Records from a collection:
PR #3901, opened 2026-08-13
Add OpenCV pinhole camera rays

liorbenhorin:
Support calibrated OpenCV pinhole cameras in the tiled camera renderer, including rational radial, tangential, and thin-prism distortion.

## Description

Add `SensorTiledCamera.utils.compute_camera_rays_pinhole_opencv()` for generating camera-space rays from OpenCV pinhole intrinsics and distortion coefficients.

The helper supports:

- Rational radial coefficients `k1`–`k6`
- Tangential coefficients `p1` and `p2`
- Thin-prism coefficients `s1`–`s4`
- Calibration and output images with different resolutions
- Preallocated multi-camera ray buffers

During review of [IsaacLab PR #6851](https://github.com/isaac-sim/IsaacLab/pull/6851), we agreed that the OpenCV pinhole ray-generation helper belongs in Newton alongside its existing fisheye helpers. This PR upstreams that functionality, allowing the pending IsaacLab PR to remove its temporary local kernel while making the API available to other Newton users.

## Checklist

## Test plan

```bash
uv run --extra dev -m newton.tests -k test_opencv_pinhole
uv run --extra dev -m newton.tests -k TestSensorCameraRays
uvx pre-commit run -a
```

The complete test suite passed 6,336 tests.

## New feature / API change

```python
import newton

sensor = SensorTiledCamera(model)

camera_rays = sensor.utils.compute_camera_rays_pinhole_opencv(
    width=640,
    height=480,
    fx=339.27,
    fy=338.82,
    cx=323.56,
    cy=250.27,
    k1=0.1,
    k2=-0.05,
    p1=0.001,
    p2=-0.002,
)
```

## Summary by CodeRabbit

- **New Features**
  - Added support for generating camera rays from OpenCV-calibrated pinhole cameras.
  - Supports radial, rational, tangential, and thin-prism distortion coefficients.
  - Supports calibrated image dimensions, reusable output buffers, and multi-camera output selection.
  - Added validation for calibration dimensions, focal lengths, principal points, and distortion coefficients.
  - Provides a safe zero-direction fallback when distorted rays cannot be reliably inverted.

- **Documentation**
  - Expanded camera documentation with OpenCV calibration and ray-generation guidance.
  - Added a changelog entry for the new capability.


eric-heiden:
Nice addition to our camera sensor models!

The main concern is in the distortion inversion: on strong but still invertible calibrations the fixed-point loop settles on the wrong root, and the kernel returns confident, finite rays that are several degrees off. Details inline.

newton/_src/sensors/warp_raytrace/camera_utils.py
```diff
@@ -440,6 +440,63 @@ def compute_camera_rays_pinhole_from_aperture_kernel(
...
+        )
+        tangential_prism_y = (
+            p1 * (radius_squared + 2.0 * y * y) + 2.0 * p2 * x * y + s3 * radius_squared + s4 * radius_fourth
+        )
+        x = (x_distorted - tangential_prism_x) / radial
+        y = (y_distorted - tangential_prism_y) / radial
+
+    ray_direction_camera_space = wp.normalize(wp.vec3f(x, -y, -1.0))
+    out_rays[camera_index, py, px, 0] = wp.vec3f(0.0)
+    out_rays[camera_index, py, px, 1] = ray_direction_camera_space
```
eric-heiden: 🟠 This fixed-point inversion can converge to a solution that is not the true inverse, and the kernel still emits a confident ray for it.

For `k1=-0.45, k2=0.25` at 640x480 with `fx=fy=320`, `cx=320, cy=240` (roughly a 103 degree diagonal field of view), the true inverse radius at the worst pixel is `1.249837`, but the loop settles somewhere else and stays there:

| iterations | converged `r` |
| --- | --- |
| 10 | 1.051137 |
| 50 | 1.042110 |
| 1000 | 1.042110 |
| true value | 1.249837 |

This is not just an iteration budget problem. The loop genuinely converges, only to a spurious root, so raising the count or adding an iterate-to-iterate delta check would not catch it.

That calibration satisfies the precondition documented in `utils.py` ("The forward distortion mapping must be invertible over the calibrated image domain"): `rho(r) = r * radial(r)` is strictly increasing across the whole calibrated disc, so the mapping really is a bijection there. The resulting rays are off by up to 4.9 degrees, about 64 px of reprojection error, with 188 pixels in the image off by more than a degree.

Nothing downstream can flag this. Across 144 realistic rational-model coefficient sets, every bad ray came back finite, unit length, and marked valid, so a non-finite check does not help. `compute_camera_rays_fisheye_opencv` in this same module already has the right convention: it writes `wp.vec3f(0.0)` for rays it cannot resolve.

Two changes would address it:

1. After the loop, re-apply the forward distortion model to the converged `(x, y)` and compare against `(x_distorted, y_distorted)`. The two cases separate by about five orders of magnitude (residual `0.293621` at the spurious root versus `0.000000` at the true inverse), so a small tolerance is enough. If the residual is too large, write the `wp.vec3f(0.0)` sentinel instead of a normalized direction.
2. Either raise `_PINHOLE_OPENCV_INVERSION_ITERATIONS` or replace the fixed-point step with a Newton step on the forward model. Ten iterations is too few even when the iteration is well behaved: a mild `k1=-0.20` barrel is still 0.655 degrees (about 9.1 px) off after 10 iterations and needs roughly 200 to reach the true `r = 1.234563`. Newton also converges to the correct root rather than the spurious one.

It would also be worth extending `test_opencv_pinhole_full_distortion_round_trips`. It uses `k1=0.1, k2=-0.05`, which sits well inside the contractive regime and round-trips to 1e-5 regardless. A strong but still invertible set such as `k1=-0.45, k2=0.25` fails today.

liorbenhorin: Thanks @eric-heiden ! Fixed in ffacbba3 - replaced the fixed-point iteration with a
damped Newton solve and added a forward-residual check. Extended the tests to
cover the strong-but-invertible distortion you flagged, plus a non-invertible case.

eric-heiden (approved):
Thanks!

WORK REQUIRED
Begin at the line that has "The main concern" in the entries above; stop after the line that has "value | 1.249837 |". Transcribe exactly those lines and no others.

WRITTEN SOLUTION
The main concern is in the distortion inversion: on strong but still invertible calibrations the fixed-point loop settles on the wrong root, and the kernel returns confident, finite rays that are several degrees off. Details inline.

newton/_src/sensors/warp_raytrace/camera_utils.py
```diff
@@ -440,6 +440,63 @@ def compute_camera_rays_pinhole_from_aperture_kernel(
...
+        )
+        tangential_prism_y = (
+            p1 * (radius_squared + 2.0 * y * y) + 2.0 * p2 * x * y + s3 * radius_squared + s4 * radius_fourth
+        )
+        x = (x_distorted - tangential_prism_x) / radial
+        y = (y_distorted - tangential_prism_y) / radial
+
+    ray_direction_camera_space = wp.normalize(wp.vec3f(x, -y, -1.0))
+    out_rays[camera_index, py, px, 0] = wp.vec3f(0.0)
+    out_rays[camera_index, py, px, 1] = ray_direction_camera_space
```
eric-heiden: 🟠 This fixed-point inversion can converge to a solution that is not the true inverse, and the kernel still emits a confident ray for it.

For `k1=-0.45, k2=0.25` at 640x480 with `fx=fy=320`, `cx=320, cy=240` (roughly a 103 degree diagonal field of view), the true inverse radius at the worst pixel is `1.249837`, but the loop settles somewhere else and stays there:

| iterations | converged `r` |
| --- | --- |
| 10 | 1.051137 |
| 50 | 1.042110 |
| 1000 | 1.042110 |
| true value | 1.249837 |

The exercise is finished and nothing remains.